As for Susanoo, for all we know, anyone who has 2 MS can use Susanoo, no, in fact we have seen Madara with no eyes being able to use it, and the game had Shisui using it with 1 eye as well. 

Minato died because HE chose to die. And that was not even Obito since Kurama was by his own free will at that point. Needless to say, it was some huge ass PnJ anyway.


----------



## Trojan (Jan 20, 2015)

Just found this funny though...




Ninjutsu, A-rank, Offensive, Close-range
User: Namikaze Minato

Transcending time and space to reflect light is a single gallant Flash!

A technique that applies the “Hiraishin no Jutsu (Flying Thunder God Technique)”. In the moment of charging into the face of the opponent, throw a kunai and with that, CHARGE. Teleport to the location of the kunai that has flown to the opponent’s back, to vanish instantly from the opponent’s eyes and take their rear. The sudden disappearance of the enemy (yourself, the user), in addition to receiving an unexpected attack, will cause the opponent great confusion, a two-stage attack. It is an evolved variation of space-time ninjutsu!!

(Minato vs The Masked Man)
Instantly deliver (lit. rotate, spin) a flash of “Rasengan” to the rear! The opponent that has suffered an embarrassing defeat can only bow down to the ground!!

-end-

Yes indeed.


----------



## The Pirate on Wheels (Jan 20, 2015)

Hussain said:


> Seeing Jiraiya doing that with his head hurts my head.



If you play the song his spins time with gunshots.


----------



## Sadgoob (Jan 20, 2015)

Obito's Kamui is more broken defensively, but it's not that great offensively. We saw base Gau basically render offensive Kamuis obsolete with normal taijutsu technique.

And I know he was an exceptionally powerful kid by the time he fought Minato, but he was a kid nonetheless, and he didn't have an extra Sharingan to use Izanagi, which is a game-changer.

(As an example, without his Izanagi, both Konan and Itachi would have killed Obito. Not just injured him and have him flee to fight another day, but put him in the ground permanently.)

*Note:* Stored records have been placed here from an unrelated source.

PR #718, opened 2022-03-04
internal/testrunner/runners/pipeline: use diff with limited context lines when rendering failures

efd6:
This implements a lightweight diff -Un function to use when rendering differences
reducing the amount of text needed to read through to get to informative differences.

Please take a look.

Example output:
```
FAILURE DETAILS:
panw/panos test-panw-panos-globalprotect-sample.log:
--- want
+++ got
@@ -983 +983 @@
              },
              "panw": {
                  "panos": {
-                     "act ion_flags": "true",
+                     "action_flags": "true",
                      "client_ver": "5.2.8",
                      "description": "Pre-tunnel latency: 35ms, Post-tunnel latency: 16ms",
                      "error_code": "0",
                      "repeat_count": 1,
                      "sequence_number": 1041590,
-                     "seri al_number": "SERIALNR",
+                     "serial_number": "SERIALNR",
                      "source": {
                          "nat": {
                              "ip": "fc00::1234"
@@ -1008 +1008 @@
                  ],
                  "ip": [
                      "fc00::abcd",
-                     "fc 00::1234"
+                     "fc00::1234"
                  ],
                  "user": [
-                     "us er"
+                     "user"
                  ]
              },
              "source": {
-                 "ip": "fc 00::abcd",
+                 "ip": "fc00::abcd",
                  "nat": {
-                     "ip": "fc00 ::1234"
+                     "ip": "fc00::1234"
                  },
                  "user": {
-                     "name": "us er"
+                     "name": "user"
                  }
              },
              "tags": [
```

### DIFF
--- a/internal/testrunner/runners/pipeline/test_result.go
+++ b/internal/testrunner/runners/pipeline/test_result.go
@@ -5,10 +5,12 @@
 package pipeline
 
 import (
+	"bytes"
 	"encoding/json"
 	"fmt"
 	"os"
 	"path/filepath"
+	"strings"
 
 	"github.com/kylelemons/godebug/diff"
 	"github.com/pkg/errors"
@@ -63,7 +65,7 @@ func compareResults(testCasePath string, config *testConfig, result *testResult)
 		return errors.Wrap(err, "marshalling expected test results failed")
 	}
 
-	report := diff.Diff(string(expected), string(actual))
+	report := diffUlite(string(expected), string(actual), 3)
 	if report != "" {
 		return testrunner.ErrTestCaseFailed{
 			Reason:  "Expected results are different from actual ones",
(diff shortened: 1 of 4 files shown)


internal/testrunner/runners/pipeline/test_result.go
```diff
@@ -73,6 +75,81 @@ func compareResults(testCasePath string, config *testConfig, result *testResult)
 	return nil
 }
 
+// diffUlite implements a unified diff-like rendering with u lines of context.
+// It differs from a complete unified diff in that it does not provide the length
+// of the chunk, so it cannot be used to generate patches, but can be used for
+// human inspection.
+func diffUlite(a, b string, u int) string {
```
mtojek, line 82: Could you please make sure that there isn't any Go library, that can deliver the same functionality? I would rather follow that approach than implementing it on your own.

Maybe [go-diff](https://github.com/sergi/go-diff)?

internal/testrunner/runners/pipeline/test_result.go
```diff
@@ -63,7 +65,7 @@ func compareResults(testCasePath string, config *testConfig, result *testResult)
 		return errors.Wrap(err, "marshalling expected test results failed")
 	}
 
-	report := diff.Diff(string(expected), string(actual))
+	report := diffUlite(string(expected), string(actual), 3)
```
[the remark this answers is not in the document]
efd6: The intention was to not change this; it's provided because the defaul for git is 3, but I will do this.

internal/testrunner/runners/pipeline/test_result.go
efd6: I did a survey first. go-diff is much more complicated than is needed here. My initial intention was to use go-cmp, but it is too focused on Go use and though this is a Go program, integrations should not assume users have any Go coding experience. The second package I looked at was indeed go-diff, but it is massively over`engineered for what is needed with an overcomplicated API.

mtojek (approved):

PR #720, opened 2022-03-04
Validate built packages too

jsoriano:
Built packages can have content that was not in their source files, such
as imported ECS fields. Validate final packages to ensure that content
included during build is also valid.

For example while testing `ValidateFromZip` I found that some packages
contained ECS fields of type `match_text_only`, that was not supported
in the spec (fixed in https://github.com/elastic/package-spec/pull/284).

@mtojek not sure if this is the best place to do this validation, but I think
we should have something like this safeguard to ensure that built packages
still comply with the spec.

### DIFF
--- a/cmd/lint.go
+++ b/cmd/lint.go
@@ -24,7 +24,17 @@ func setupLintCommand() *cobraext.Command {
 		Use:   "lint",
 		Short: "Lint the package",
 		Long:  lintLongDescription,
-		RunE:  lintCommandAction,
+		RunE: func(cmd *cobra.Command, args []string) error {
+			err := cobraext.ComposeCommandActions(cmd, args,
+				lintCommandAction,
+				validateSourceCommandAction,
+			)
+			if err != nil {
+				return err
+			}
+			cmd.Println("Done")
+			return nil
+		},
 	}
 
 	return cobraext.NewCommand(cmd, cobraext.ContextPackage)
@@ -32,14 +42,6 @@ func setupLintCommand() *cobraext.Command {
 
 func lintCommandAction(cmd *cobra.Command, args []string) error {
 	cmd.Println("Lint the package")
-
-	packageRootPath, found, err := packages.FindPackageRoot()
-	if !found {
-		return errors.New("package root not found")
-	}
-	if err != nil {
-		return errors.Wrap(err, "locating package root failed")
-	}
 
 	readmeFiles, err := docs.AreReadmesUpToDate()
 	if err != nil {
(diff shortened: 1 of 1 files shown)


internal/builder/packages.go
```diff
@@ -181,24 +191,36 @@ func BuildPackage(options BuildOptions) (string, error) {
 		return "", errors.Wrapf(err, "can't compress the built package (compressed file path: %s)", zippedPackagePath)
 	}
 
-	if !options.SignPackage {
-		return zippedPackagePath, nil
+	err = validator.ValidateFromZip(zippedPackagePath)
```
mtojek, line 194: I fully agree with the assumption that we have a gap in validation, but I'm wondering if we shouldn't package the `build` flow instead of this bugfix.

```
1. Resolve dependencies.
2. 1st validation.
3. Build the package (.zip or dir).
4. 2nd validation (.zip or dir).
```

If we enable validate as part of the `build` action, then, I suppose, we don't need to call "validate" in the "check" flow. WDYT?

One thing regarding this feature. The built package will also differ in terms of Kibana JSON files as some properties are encoded. Maybe it's worth leaving a comment here describing differences between 1st and 2nd validation we know about.

internal/builder/packages.go
```diff
@@ -9,11 +9,13 @@ import (
 	"os"
 	"path/filepath"
 
+	"github.com/pkg/errors"
+
```
mtojek, line 13: nit: empty line

internal/builder/packages.go
jsoriano: > If we enable validate as part of the `build` action, then, I suppose, we don't need to call "validate" in the "check" flow. WDYT?

Ah, yes, you are right.

> One thing regarding this feature. The built package will also differ in terms of Kibana JSON files as some properties are encoded. Maybe it's worth leaving a comment here describing differences between 1st and 2nd validation we know about.

I wonder if we need two different specs :grimacing: One for elastic-package source packages, and another one for built packages.

We have already some differences:
* Source packages can have external fields, that don't need validation in check time.
* Built packages shouldn't have any external fields, but all their fields should be validated.
* Kibana objects are decoded in source packages, but encoded in built packages. 

Or instead of two different specs, we could have something like validation profiles, that allow to enable or disable checks. There could be a predefined profile for source packages, and another one for built packages. This could be also used to disable checks on demand.

Or well, maybe we don't need validation of source packages, specially if we move validation to a later step after building.

mtojek: > Or instead of two different specs, we could have something like validation profiles, that allow to enable or disable checks. There could be a predefined profile for source packages, and another one for built packages. This could be also used to disable checks on demand.

You got my attention with it as it's in line with what I had in mind some time ago, but rather than officially defining profiles as a support matrix with flags, use annotations to disable some of them. This way would prevent opening doors to introduce 3rd and 4th profile, but rather stay with two. The only gap I see here is the fact that there are no annotations in Golang like in Java or Python :) Maybe we should define profiles as separate packages and register checks as plugins?

mtojek (approved):
LGTM! 

nit: if you haven't done it, you can double-check if command usage messages and "README" are up-to-date in terms of building&linting.

jsoriano:
> nit: if you haven't done it, you can double-check if command usage messages and "README" are up-to-date in terms of building&linting.

General behaviour doesn't change, so I guess we are fine there.

Issue #691, opened 2022-02-08
Update the url used to pull elastic agent image


jlind23:
From 8.2 on, Elastic Agent team will ship their docker images to a new namespace following the format below:
`docker.elastic.co/elastic-agent/elastic-agent:version`

We should then update elastic-package accordingly.

PR #723, opened 2022-03-09
Use different namespace for elastic-agent

mtojek:
Fixes: https://github.com/elastic/elastic-package/issues/691

This PR updates the logic to select the right Docker image for Elastic Agent. Starting with the ~v8.3.0~v8.2.0 release, the `elastic-package` should use a different namespace for Elastic Agent.

### DIFF
--- a/internal/install/application_configuration.go
+++ b/internal/install/application_configuration.go
@@ -19,12 +19,12 @@ import (
 
 const (
 	stackVersion715 = "7.15.0-SNAPSHOT"
-	stackVersion830 = "8.3.0-SNAPSHOT"
+	stackVersion820 = "8.2.0-SNAPSHOT"
 )
 
 var (
 	elasticAgentCompleteFirstSupportedVersion = semver.MustParse(stackVersion715)
-	elasticAgentCompleteOwnNamespaceVersion   = semver.MustParse(stackVersion830)
+	elasticAgentCompleteOwnNamespaceVersion   = semver.MustParse(stackVersion820)
 )
 
 // ApplicationConfiguration represents the configuration of the elastic-package.
--- a/internal/install/application_configuration.go
+++ b/internal/install/application_configuration.go
@@ -17,9 +17,15 @@ import (
 	"github.com/elastic/elastic-package/internal/logger"
 )
 
-const stackVersion715 = "7.15.0-SNAPSHOT"
+const (
+	stackVersion715 = "7.15.0-SNAPSHOT"
+	stackVersion830 = "8.3.0-SNAPSHOT"
+)
 
-var elasticAgentCompleteFirstSupportedVersion = semver.MustParse(stackVersion715)
+var (
+	elasticAgentCompleteFirstSupportedVersion = semver.MustParse(stackVersion715)
+	elasticAgentCompleteOwnNamespaceVersion   = semver.MustParse(stackVersion830)
+)
 
 // ApplicationConfiguration represents the configuration of the elastic-package.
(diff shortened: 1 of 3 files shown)


internal/install/application_configuration_yml.go
```diff
@@ -5,10 +5,11 @@
 package install
 
 const (
-	elasticAgentImageName         = "docker.elastic.co/beats/elastic-agent"
-	elasticAgentCompleteImageName = "docker.elastic.co/beats/elastic-agent-complete"
-	elasticsearchImageName        = "docker.elastic.co/elasticsearch/elasticsearch"
-	kibanaImageName               = "docker.elastic.co/kibana/kibana"
+	elasticAgentImageName               = "docker.elastic.co/beats/elastic-agent"
+	elasticAgentCompleteLegacyImageName = "docker.elastic.co/beats/elastic-agent-complete"
+	elasticAgentCompleteImageName       = "docker.elastic.co/elastic-agent/elastic-agent-complete"
```
mtojek, line 10: @jlind23 I understand that it also applies to `elastic-agent-complete` as we're using the full image version.

jsoriano (approved):
LGTM, but images are not available yet in the new namespace, right?

internal/install/application_configuration.go
```diff
@@ -83,7 +89,9 @@ func selectElasticAgentImageName(version string) string {
 	v, err := semver.NewVersion(version)
 	if err != nil {
 		logger.Errorf("stack version not in semver format (value: %s): %v", v, err)
-	} else if !v.LessThan(elasticAgentCompleteFirstSupportedVersion) {
+	} else if !v.LessThan(elasticAgentCompleteFirstSupportedVersion) && v.LessThan(elasticAgentCompleteOwnNamespaceVersion) {
+		return elasticAgentCompleteLegacyImageName
+	} else if !v.LessThan(elasticAgentCompleteOwnNamespaceVersion) {
 		return elasticAgentCompleteImageName
```
jsoriano, line 95: Nit. Simplify these ifs:
```
	if err != nil {
		return elasticAgentImageName
	}
	if !v.LessThan(elasticAgentCompleteOwnNamespaceVersion) {
		return elasticAgentCompleteImageName
	}
	if !v.LessThan(elasticAgentCompleteFirstSupportedVersion) {
		return elasticAgentCompleteLegacyImageName
	}
	return elasticAgentImageName
```

This would make more explicit what image we return in case of error when parsing the version. I wonder why we don't return the newest one (`elasticAgentCompleteImageName`).

mtojek: Fixed.

> This would make more explicit what image we return in case of error when parsing the version. I wonder why we don't return the newest one (elasticAgentCompleteImageName).

It was implemented this way to ensure it's working also for the older stack versions, when the "complete" image wasn't available.

jsoriano:
Umm, `docker pull docker.elastic.co/elastic-agent/elastic-agent:8.2.0-SNAPSHOT` already works for me, has it been added in the last hour or something else is pending?

mtojek:
We need `elastic-agent-complete:8.2-SNAPSHOT` as it contains heartbeat and other beats.

jsoriano:
Ah ok, this one doesn't work yet :)

jsoriano:
Ah no, sorry, it isn't :man_facepalming:

mtojek:
@mergifyio rebase

mtojek:
Everything looks correct now! Please take a look again and confirm that it looks good.

jlind23 (approved):

PR #728, opened 2022-03-14
Write migration docs to publish packages to v2

mtojek:
Fixes: https://github.com/elastic/package-storage/issues/2778

Preview: [link](https://github.com/mtojek/elastic-package/blob/write-migration-docs/docs/howto/use_package_storage_v2.md)

This PR adds a doc file describing the migrations from v1 to v2 storage. The goal is to prepare instructions in a way that customers can switch to the v2 model on their own.


docs/howto/use_package_storage_v2.md
```diff
@@ -0,0 +1,79 @@
...
+The Package Storage v2 is available publicly behind the endpoint: [package-storage.elastic.co](https://package-storage.elastic.co/)
+and exposes different package resources:
+* zipped packages (e.g. [barracuda-0.2.2.zip](https://package-storage.elastic.co/artifacts/packages/barracuda-0.2.2.zip))
+* package signatures (e.g. barracuda-0.2.2 [signature](https://package-storage.elastic.co/artifacts/packages/barracuda-0.2.2.zip.sig))
+* extracted static resources (e.g. cisco-0.11.5 [screenshot](https://package-storage.elastic.co/artifacts/static/cisco-0.11.5/img/kibana-cisco-asa.png))
+
+The Package Storage v2 has flat structure. It does not introduce any logic to divide packages into stages or a control panel to promote them.
+We recommend to use proper versioning instead and follow these rules:
+* a package with `version < 1.0.0` is experimental
+* a package with version containing a prerelease tag (beta1, SNAPSHOT, next) is experimental
```
jsoriano, line 17: Use of "Experimental" term is being replaced by "Technical preview".
```suggestion
* a package with `version < 1.0.0` is a technical preview.
* a package with `version >= 1.0.0` can contain prerelease tags (beta1, SNAPSHOT, next) on its version to indicate its prerelease state.
```

docs/howto/use_package_storage_v2.md
```diff
@@ -0,0 +1,79 @@
...
+
+## What is the goal of storage migration from v1 to v2?
+
+We identified a few issues in v1 design, we couldn't easily overcome or patch:
+1. Automatically release new Docker images of the Package Storage without missing packages due to a race condition
+   between CI jobs.
+2. Controle the Docker image size, which is constantly growing (as of today, >1GB). Packages with size >1GB must be served through the Package Registry too.
```
jsoriano, line 24:
```suggestion
2. Control the Docker image size, which is constantly growing (as of today, >1GB). Packages with size >1GB must be served through the Package Registry too.
```

docs/howto/use_package_storage_v2.md
```diff
@@ -0,0 +1,79 @@
...
+3. Deprecate promotion between stages. It caused a lot of frustration for customers and most of them didn't follow the recommended promotion path
```
jsoriano, line 25: Nit. I like "package developers" more than "customers" :slightly_smiling_face: 
```suggestion
3. Deprecate promotion between stages. It caused a lot of frustration for package developers and most of them didn't follow the recommended promotion path
```

docs/howto/use_package_storage_v2.md
```diff
@@ -0,0 +1,79 @@
...
+#### Requirements
+
+1. CI job signing credentials (`sign-artifacts-with-gpg-job`) - use them to call the signing pipeline on
+   the `internal-ci` Jenkins instance. The pipeline will sign artifacts uploaded to the signing bucket and upload there their signatures.
+2. Signing bucket credentials (`internal-ci-gcs-plugin`) - use them to upload zipped packages to be signed
+   and download matching signatures.
+3. Package Storage GCP uploader credentials (`upload-package-to-package-storage`) - use them to upload a package candidate to the "queue" bucket.
+   The candidates will be picked by the publishing job and removed after processing.
+4. Package Storage uploader secret (`secret/gce/elastic-bekitzur/service-account/package-storage-uploader`) - use it to kick off
+   the publishing job to process the uploaded candidate.
```
jsoriano, line 57: Could we provide a minimal pipeline as example of what would be needed in a project to publish a package?

This could help to identify if we can provide a one/two-liner helper that could be part of a jenkins library (or https://github.com/elastic/apm-pipeline-library/).

For example the functions of the package-storage jenkinsfile linked below could be parameterized and moved to a shared library.

jsoriano (commented):
Thanks for adding these docs!

I wonder if we could make it easier to introduce this in repositories with packages, by providing helper functions in a shared jenkins library.

docs/howto/use_package_storage_v2.md
v1v: Good question, there are three important benefits while using a shared library:
1) Easy to test it with UTs.
2) Easy to generalise therefore others could benefit from.
3) Simplify the pipeline logic.

On the other hand, it might require backward compatibility if a new change is added, since you might not know what other consumers use it.

mtojek: Fortunately, it calls two APIs, signing and publishing, so I don't expect it to be super complex. At least for now.

mtojek: PR to define a minimal publishing pipeline: https://github.com/elastic/elastic-package/pull/729

mtojek: PR to implement the minimal publishing pipeline: https://github.com/elastic/elastic-package/pull/731

mtojek:
I adjusted the .md file to refer to the minimal pipeline. I will create a follow-up issue to add a `packageStoragePublish` function to the [apm-pipeline-library](https://github.com/elastic/apm-pipeline-library).

jsoriano (approved):
Nice, thanks!

jlind23:
Congratulations @jsoriano @mtojek on finishing the first Milestone 👍🏼

PR #729, opened 2022-03-15
Define minimal publishing pipeline

mtojek:
Related: https://github.com/elastic/elastic-package/pull/728

This PR adds a definition for a minimal publishing pipeline. I will implement the groovy files in follow-ups.

### DIFF
--- a/.ci/jobs/package-storage-publish.yml
+++ b/.ci/jobs/package-storage-publish.yml
@@ -1,0 +1,41 @@
+---
+- job:
+    name: Ingest-manager/elastic-package/package-storage-publish
+    display-name: Publish a package to Package Storage v2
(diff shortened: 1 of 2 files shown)


jsoriano:
Is this pipeline going to be installed? I was thinking on a reference pipeline for documentation purpouses :slightly_smiling_face:

mtojek:
Yeah, but this way it can be tested, so I thing it's still worth connecting it :)

jsoriano:
> Yeah, but this way it can be tested, so I think it's still worth connecting it :)

Ok, but will this trigger the publication of any package? Or this job won't be ever triggered?

jsoriano (approved):

PR #731, opened 2022-03-16
Implement minimal pipeline to publish a package

mtojek:
Related: https://github.com/elastic/elastic-package/pull/728

This PR implements the minimal pipeline required to publish a package to the Package Storage v2. I extracted the publishing part from the main Jenkinsfile and put it in a separate mini-pipeline. We can discuss if/what we should we push to the apm-pipeline-library.

### DIFF
--- a/.ci/package-storage-publish.groovy
+++ b/.ci/package-storage-publish.groovy
@@ -53,7 +53,7 @@ pipeline {
         cleanup()
         useElasticPackage()
         dir("${BASE_DIR}/test/packages/package_storage_candidate") {
-          sh(label: 'Build package',script: "elastic-package build")
+          sh(label: 'Build package',script: "../../../elastic-package build")
         }
         stash(allowEmpty: true, name: 'build-package', useDefaultExcludes: false)
       }
--- a/.ci/package-storage-publish.groovy
+++ b/.ci/package-storage-publish.groovy
@@ -85,19 +85,28 @@ def packageStoragePublish(builtPackagesPath) {
 }
 
 def signUnpublishedArtifactsWithElastic(builtPackagesPath) {
-  findFiles()?.findAll{ it.name.endsWith('.zip') }?.collect{ it.name }?.sort()?.each {
-    def packageZip = it
-    if (isAlreadyPublished(packageZip)) {
-      return
-    }
+  def unpublished = false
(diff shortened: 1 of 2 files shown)


.ci/package-storage-publish.groovy
```diff
@@ -31,7 +45,30 @@ pipeline {
...
+          }
+        }
+        stash(allowEmpty: true, name: 'build-package', includes: "${BASE_DIR}/build/integrations/*.zip", useDefaultExcludes: false)
+      }
+    }
+    stage('Sign and publish package') {
+      steps {
+        cleanup(source: 'build-package')
+        dir("${BASE_DIR}") {
+          packageStoragePublish('build/integrations')
```
jsoriano, line 70: I'd vote for moving this to a shared library, so signing and publishing in any repository is basically a one line :)
We would need to see how to pass all the parameters in case environment is not recommended.

.ci/package-storage-publish.groovy
```diff
@@ -31,7 +45,30 @@ pipeline {
...
+        stash(allowEmpty: true, name: 'source', useDefaultExcludes: false)
+      }
+    }
+    stage('Build package') {
+      steps {
+        cleanup()
+        withGoEnv() {
+          dir("${BASE_DIR}") {
+            sh(label: 'Install elastic-package',script: "make install")
+            // sh(label: 'Install elastic-package', script: 'go build github.com/elastic/elastic-package')
```
jsoriano, line 57: Is this here for reference?

jsoriano (approved):
Nice, quite minimal pipeline at the end. Thanks for adding it!

.ci/package-storage-publish.groovy
mtojek: Yes, as for anyone outside of the elastic-package most likely it would be the other command.

.ci/package-storage-publish.groovy
mtojek: I guess that it would be a big input map with all properties :) I'm ok with moving it there, not sure if I should do this now or later. WDYT?

I guess it's a matter of priorities: indexing & package registry implementation vs. support in apm-pipeline-library

jsoriano: Yes, do it later, no need to do it now.

PR #721, opened 2022-03-07
test j2xunit

efd6:
TEST DO NOT MERGE

PR #740, opened 2022-03-18
Use gotestsum as test runner

jsoriano:
@efd6 found that current approach of parsing the output of `go test` can be problematic in some cases, as when running parallel tests.

`gotestsum` wraps `go test --json`, that is much less error prone that parsing plain `go test` output. It supports different output formats, including junit. This is also the approach [used in Beats](https://github.com/elastic/beats/blob/237937085a5a7337ba06f1268cfc55cd4b869e31/dev-tools/mage/gotest.go#L199).

Thanks @efd6 for raising the issue, and for trying `gotestsum` in https://github.com/elastic/elastic-package/pull/721.


mtojek (approved):
LGTM

PR #742, opened 2022-03-18
Optimize fields validation

jsoriano:
While trying some changes in pipeline tests I found that testing some packages was taking much more time than I would have expected.

I have enabled profiling and I have found that most of the time, `elastic-package` is compiling regular expressions.

Refactoring the code to don't use regular expressions drastically improves the execution times. For example in the case of the `panw` module it goes in my laptop from more than 3 minutes to less than 10 seconds.


internal/fields/validate.go
```diff
@@ -302,6 +302,21 @@ func FindElementDefinition(searchedKey string, fieldDefinitions []FieldDefinitio
 	return findElementDefinitionForRoot("", searchedKey, fieldDefinitions)
 }
 
+var compileCache map[string]*regexp.Regexp
+
+func init() {
+	compileCache = make(map[string]*regexp.Regexp)
+}
+
+func mustCompile(str string) *regexp.Regexp {
```
mtojek, line 311: nit: in elastic-package, we used to place such hacks or extensions in corresponding packages with -ext suffix, so `regexpext`. You can consider applying it here too.

mtojek, line 311: nit: `mustCompileCached`?

mtojek (approved):
I admit that I didn't expect it to happen. Good catch!

internal/fields/validate.go
```diff
@@ -302,6 +302,21 @@ func FindElementDefinition(searchedKey string, fieldDefinitions []FieldDefinitio
 	return findElementDefinitionForRoot("", searchedKey, fieldDefinitions)
 }
 
+var compileCache map[string]*regexp.Regexp
+
+func init() {
+	compileCache = make(map[string]*regexp.Regexp)
+}
```
efd6, line 309:
```suggestion
var compileCache = make(map[string]*regexp.Regexp)
```

jsoriano:
I have refactored the code to don't need regular expressions, I see similar improvements in time than using a regular expressions cache.

jsoriano:
I found profiling that `strings.Split` was also expensive, I have further refactored to do char by char comparison, this reduced the testing time of the `panw` module to less than 6 seconds (~3 mins original code, ~10 seconds with regexp cache or with first iteration without regexps, ~6 seconds with second iteration).

Shared profile with current code:
[cpu.profile.gz](https://github.com/elastic/elastic-package/files/8317475/cpu.profile.gz)

internal/fields/validate.go
```diff
@@ -303,34 +303,36 @@ func FindElementDefinition(searchedKey string, fieldDefinitions []FieldDefinitio
...
-	}
-	for i, part := range keyParts {
-		if part == "*" {
+	var i int
+	var j int
+	for i = 0; i < len(key); i++ {
+		if j >= len(searchedKey) {
+			return false
+		}
+		if key[i] == searchedKey[j] {
```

Just sayin', the whole FTG users > MS users is based on Izuna, who could be weaker than Sasuke was against Bee for all we know, and with a less powerful Obito (without his summon.)

But is Tobirama clearly stronger than Obito with 5 minutes of Izanagi, Shisui with charged eyes, or MS Madara? No chance.​


----------



## Trojan (Jan 20, 2015)

assuming the Edits are done. 



Strategoob said:


> Obito's Kamui is more broken defensively, but it's not that great offensively. We saw base Gau basically render offensive Kamuis obsolete with normal taijutsu technique.
> 
> And I know he was an exceptionally powerful kid by the time he fought Minato, but he was a kid nonetheless, and he didn't have an extra Sharingan to use Izanagi, which is a game-changer.
> 
> (As an example, without his Izanagi, both Konan and Itachi would have killed Obito. Not just injured him and have him flee to fight another day, but put him in the ground permanently.)​



- Gai with the help of Kakashi, Naruto, and B couldn't land a hit on Obito, except with the other Kamui. Minato did it alone, and MUCH faster than all of them combined. 

- I did not see how Naruto, Gaara, Sasuke...etc being kids effected their power. 
Obito was using the same jutsu the entire war, until he became the Juubi's host.

- I beg to differ. 
Izanagi can undo what happened if he used it BEFORE that thing happens to him, not after. I.E Obito was still without arm after Konan's strongest jutsu because she destroyed his arm earlier. Itachi's Amatersu was used suddenly, and therefore, he did not use Izanagi to get rid of it. 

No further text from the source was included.